> _WORK INSTRUCTION_
Without changing anything, reproduce every record below.
[[ GIVEN ENTRIES, beginning ]]
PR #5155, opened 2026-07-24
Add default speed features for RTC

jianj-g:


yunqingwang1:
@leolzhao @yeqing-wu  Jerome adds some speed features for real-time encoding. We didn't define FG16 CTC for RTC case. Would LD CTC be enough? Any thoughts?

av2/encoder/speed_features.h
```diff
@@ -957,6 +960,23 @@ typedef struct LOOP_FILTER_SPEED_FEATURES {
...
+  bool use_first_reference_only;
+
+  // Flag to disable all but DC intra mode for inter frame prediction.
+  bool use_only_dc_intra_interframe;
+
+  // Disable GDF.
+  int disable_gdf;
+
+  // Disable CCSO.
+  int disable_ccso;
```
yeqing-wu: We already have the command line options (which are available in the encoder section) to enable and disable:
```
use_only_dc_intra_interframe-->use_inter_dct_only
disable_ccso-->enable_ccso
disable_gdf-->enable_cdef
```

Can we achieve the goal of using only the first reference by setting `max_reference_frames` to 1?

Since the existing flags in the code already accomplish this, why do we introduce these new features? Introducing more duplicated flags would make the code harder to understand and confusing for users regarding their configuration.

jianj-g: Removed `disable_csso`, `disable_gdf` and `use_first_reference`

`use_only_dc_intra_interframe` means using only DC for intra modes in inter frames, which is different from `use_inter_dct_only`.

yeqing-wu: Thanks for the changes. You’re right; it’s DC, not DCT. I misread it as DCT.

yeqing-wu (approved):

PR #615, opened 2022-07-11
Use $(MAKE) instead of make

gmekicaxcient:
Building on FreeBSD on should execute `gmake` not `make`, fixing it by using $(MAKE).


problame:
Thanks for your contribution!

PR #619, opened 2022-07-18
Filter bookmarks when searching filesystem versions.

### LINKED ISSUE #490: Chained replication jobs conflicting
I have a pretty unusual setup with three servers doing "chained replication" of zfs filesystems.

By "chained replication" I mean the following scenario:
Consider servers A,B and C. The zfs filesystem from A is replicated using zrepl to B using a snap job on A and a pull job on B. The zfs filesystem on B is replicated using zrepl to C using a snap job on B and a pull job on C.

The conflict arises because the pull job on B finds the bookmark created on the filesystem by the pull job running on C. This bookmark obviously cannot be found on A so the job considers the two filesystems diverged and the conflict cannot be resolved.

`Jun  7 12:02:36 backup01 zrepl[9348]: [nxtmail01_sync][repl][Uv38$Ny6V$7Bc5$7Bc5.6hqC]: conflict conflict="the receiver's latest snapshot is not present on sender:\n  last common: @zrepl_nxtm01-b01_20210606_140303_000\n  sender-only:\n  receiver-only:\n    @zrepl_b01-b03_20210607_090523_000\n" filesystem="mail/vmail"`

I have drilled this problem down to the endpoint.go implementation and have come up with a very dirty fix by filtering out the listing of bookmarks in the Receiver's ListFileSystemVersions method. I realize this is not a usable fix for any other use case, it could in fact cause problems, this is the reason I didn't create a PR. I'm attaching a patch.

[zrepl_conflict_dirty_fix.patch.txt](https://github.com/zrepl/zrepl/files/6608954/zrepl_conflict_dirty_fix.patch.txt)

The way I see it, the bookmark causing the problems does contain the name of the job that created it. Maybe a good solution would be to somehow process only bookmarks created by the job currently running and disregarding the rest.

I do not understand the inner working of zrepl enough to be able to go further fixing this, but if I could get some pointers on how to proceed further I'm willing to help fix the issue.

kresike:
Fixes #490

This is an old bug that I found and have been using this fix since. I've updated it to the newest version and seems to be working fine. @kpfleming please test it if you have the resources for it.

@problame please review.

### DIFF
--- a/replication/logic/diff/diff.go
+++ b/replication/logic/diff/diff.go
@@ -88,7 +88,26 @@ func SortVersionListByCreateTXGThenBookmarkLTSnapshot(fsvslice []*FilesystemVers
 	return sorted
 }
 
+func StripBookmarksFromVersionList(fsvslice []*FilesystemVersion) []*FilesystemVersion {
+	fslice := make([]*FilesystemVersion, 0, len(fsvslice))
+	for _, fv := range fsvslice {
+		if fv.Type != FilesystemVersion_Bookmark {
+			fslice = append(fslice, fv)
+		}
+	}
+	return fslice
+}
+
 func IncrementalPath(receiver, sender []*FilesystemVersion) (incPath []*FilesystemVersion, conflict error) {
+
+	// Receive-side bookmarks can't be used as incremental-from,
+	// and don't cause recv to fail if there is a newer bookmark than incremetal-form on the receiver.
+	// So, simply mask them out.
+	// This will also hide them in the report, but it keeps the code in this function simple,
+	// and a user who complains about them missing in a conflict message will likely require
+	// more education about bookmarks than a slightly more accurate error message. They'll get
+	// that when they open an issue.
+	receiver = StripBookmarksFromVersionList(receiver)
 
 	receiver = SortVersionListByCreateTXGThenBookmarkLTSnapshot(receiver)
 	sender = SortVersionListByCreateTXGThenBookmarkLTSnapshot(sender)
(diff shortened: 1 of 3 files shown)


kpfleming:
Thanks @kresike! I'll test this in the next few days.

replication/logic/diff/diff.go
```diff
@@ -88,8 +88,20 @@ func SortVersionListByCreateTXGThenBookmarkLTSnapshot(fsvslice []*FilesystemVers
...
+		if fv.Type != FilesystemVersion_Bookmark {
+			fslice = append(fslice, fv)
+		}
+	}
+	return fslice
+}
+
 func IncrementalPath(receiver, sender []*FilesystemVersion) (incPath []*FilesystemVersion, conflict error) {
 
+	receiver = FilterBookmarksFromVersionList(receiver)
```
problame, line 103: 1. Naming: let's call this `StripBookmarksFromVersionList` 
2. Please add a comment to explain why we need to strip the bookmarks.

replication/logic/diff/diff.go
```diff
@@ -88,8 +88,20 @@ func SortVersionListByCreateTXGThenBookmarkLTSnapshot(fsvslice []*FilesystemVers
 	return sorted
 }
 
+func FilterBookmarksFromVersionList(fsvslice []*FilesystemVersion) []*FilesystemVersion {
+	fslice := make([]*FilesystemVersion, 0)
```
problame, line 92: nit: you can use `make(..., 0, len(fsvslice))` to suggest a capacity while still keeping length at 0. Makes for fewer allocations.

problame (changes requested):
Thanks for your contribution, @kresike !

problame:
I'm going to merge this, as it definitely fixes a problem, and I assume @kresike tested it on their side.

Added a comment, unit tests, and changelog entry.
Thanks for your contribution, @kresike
[[ GIVEN ENTRIES, end ]]
> _ANSWER SPACE_
PR #5155, opened 2026-07-24
Add default speed features for RTC

jianj-g:


yunqingwang1:
@leolzhao @yeqing-wu  Jerome adds some speed features for real-time encoding. We didn't define FG16 CTC for RTC case. Would LD CTC be enough? Any thoughts?

av2/encoder/speed_features.h
```diff
@@ -957,6 +960,23 @@ typedef struct LOOP_FILTER_SPEED_FEATURES {
...
+  bool use_first_reference_only;
+
+  // Flag to disable all but DC intra mode for inter frame prediction.
+  bool use_only_dc_intra_interframe;
+
+  // Disable GDF.
+  int disable_gdf;
+
+  // Disable CCSO.
+  int disable_ccso;
```
yeqing-wu: We already have the command line options (which are available in the encoder section) to enable and disable:
```
use_only_dc_intra_interframe-->use_inter_dct_only
disable_ccso-->enable_ccso
disable_gdf-->enable_cdef
```

Can we achieve the goal of using only the first reference by setting `max_reference_frames` to 1?

Since the existing flags in the code already accomplish this, why do we introduce these new features? Introducing more duplicated flags would make the code harder to understand and confusing for users regarding their configuration.

jianj-g: Removed `disable_csso`, `disable_gdf` and `use_first_reference`

`use_only_dc_intra_interframe` means using only DC for intra modes in inter frames, which is different from `use_inter_dct_only`.

yeqing-wu: Thanks for the changes. You’re right; it’s DC, not DCT. I misread it as DCT.

yeqing-wu (approved):

PR #615, opened 2022-07-11
Use $(MAKE) instead of make

gmekicaxcient:
Building on FreeBSD on should execute `gmake` not `make`, fixing it by using $(MAKE).


problame:
Thanks for your contribution!

PR #619, opened 2022-07-18
Filter bookmarks when searching filesystem versions.

### LINKED ISSUE #490: Chained replication jobs conflicting
I have a pretty unusual setup with three servers doing "chained replication" of zfs filesystems.

By "chained replication" I mean the following scenario:
Consider servers A,B and C. The zfs filesystem from A is replicated using zrepl to B using a snap job on A and a pull job on B. The zfs filesystem on B is replicated using zrepl to C using a snap job on B and a pull job on C.

The conflict arises because the pull job on B finds the bookmark created on the filesystem by the pull job running on C. This bookmark obviously cannot be found on A so the job considers the two filesystems diverged and the conflict cannot be resolved.

`Jun  7 12:02:36 backup01 zrepl[9348]: [nxtmail01_sync][repl][Uv38$Ny6V$7Bc5$7Bc5.6hqC]: conflict conflict="the receiver's latest snapshot is not present on sender:\n  last common: @zrepl_nxtm01-b01_20210606_140303_000\n  sender-only:\n  receiver-only:\n    @zrepl_b01-b03_20210607_090523_000\n" filesystem="mail/vmail"`

I have drilled this problem down to the endpoint.go implementation and have come up with a very dirty fix by filtering out the listing of bookmarks in the Receiver's ListFileSystemVersions method. I realize this is not a usable fix for any other use case, it could in fact cause problems, this is the reason I didn't create a PR. I'm attaching a patch.

[zrepl_conflict_dirty_fix.patch.txt](https://github.com/zrepl/zrepl/files/6608954/zrepl_conflict_dirty_fix.patch.txt)

The way I see it, the bookmark causing the problems does contain the name of the job that created it. Maybe a good solution would be to somehow process only bookmarks created by the job currently running and disregarding the rest.

I do not understand the inner working of zrepl enough to be able to go further fixing this, but if I could get some pointers on how to proceed further I'm willing to help fix the issue.

kresike:
Fixes #490

This is an old bug that I found and have been using this fix since. I've updated it to the newest version and seems to be working fine. @kpfleming please test it if you have the resources for it.

@problame please review.

### DIFF
--- a/replication/logic/diff/diff.go
+++ b/replication/logic/diff/diff.go
@@ -88,7 +88,26 @@ func SortVersionListByCreateTXGThenBookmarkLTSnapshot(fsvslice []*FilesystemVers
 	return sorted
 }
 
+func StripBookmarksFromVersionList(fsvslice []*FilesystemVersion) []*FilesystemVersion {
+	fslice := make([]*FilesystemVersion, 0, len(fsvslice))
+	for _, fv := range fsvslice {
+		if fv.Type != FilesystemVersion_Bookmark {
+			fslice = append(fslice, fv)
+		}
+	}
+	return fslice
+}
+
 func IncrementalPath(receiver, sender []*FilesystemVersion) (incPath []*FilesystemVersion, conflict error) {
+
+	// Receive-side bookmarks can't be used as incremental-from,
+	// and don't cause recv to fail if there is a newer bookmark than incremetal-form on the receiver.
+	// So, simply mask them out.
+	// This will also hide them in the report, but it keeps the code in this function simple,
+	// and a user who complains about them missing in a conflict message will likely require
+	// more education about bookmarks than a slightly more accurate error message. They'll get
+	// that when they open an issue.
+	receiver = StripBookmarksFromVersionList(receiver)
 
 	receiver = SortVersionListByCreateTXGThenBookmarkLTSnapshot(receiver)
 	sender = SortVersionListByCreateTXGThenBookmarkLTSnapshot(sender)
(diff shortened: 1 of 3 files shown)


kpfleming:
Thanks @kresike! I'll test this in the next few days.

replication/logic/diff/diff.go
```diff
@@ -88,8 +88,20 @@ func SortVersionListByCreateTXGThenBookmarkLTSnapshot(fsvslice []*FilesystemVers
...
+		if fv.Type != FilesystemVersion_Bookmark {
+			fslice = append(fslice, fv)
+		}
+	}
+	return fslice
+}
+
 func IncrementalPath(receiver, sender []*FilesystemVersion) (incPath []*FilesystemVersion, conflict error) {
 
+	receiver = FilterBookmarksFromVersionList(receiver)
```
problame, line 103: 1. Naming: let's call this `StripBookmarksFromVersionList` 
2. Please add a comment to explain why we need to strip the bookmarks.

replication/logic/diff/diff.go
```diff
@@ -88,8 +88,20 @@ func SortVersionListByCreateTXGThenBookmarkLTSnapshot(fsvslice []*FilesystemVers
 	return sorted
 }
 
+func FilterBookmarksFromVersionList(fsvslice []*FilesystemVersion) []*FilesystemVersion {
+	fslice := make([]*FilesystemVersion, 0)
```
problame, line 92: nit: you can use `make(..., 0, len(fsvslice))` to suggest a capacity while still keeping length at 0. Makes for fewer allocations.

problame (changes requested):
Thanks for your contribution, @kresike !

problame:
I'm going to merge this, as it definitely fixes a problem, and I assume @kresike tested it on their side.

Added a comment, unit tests, and changelog entry.
Thanks for your contribution, @kresike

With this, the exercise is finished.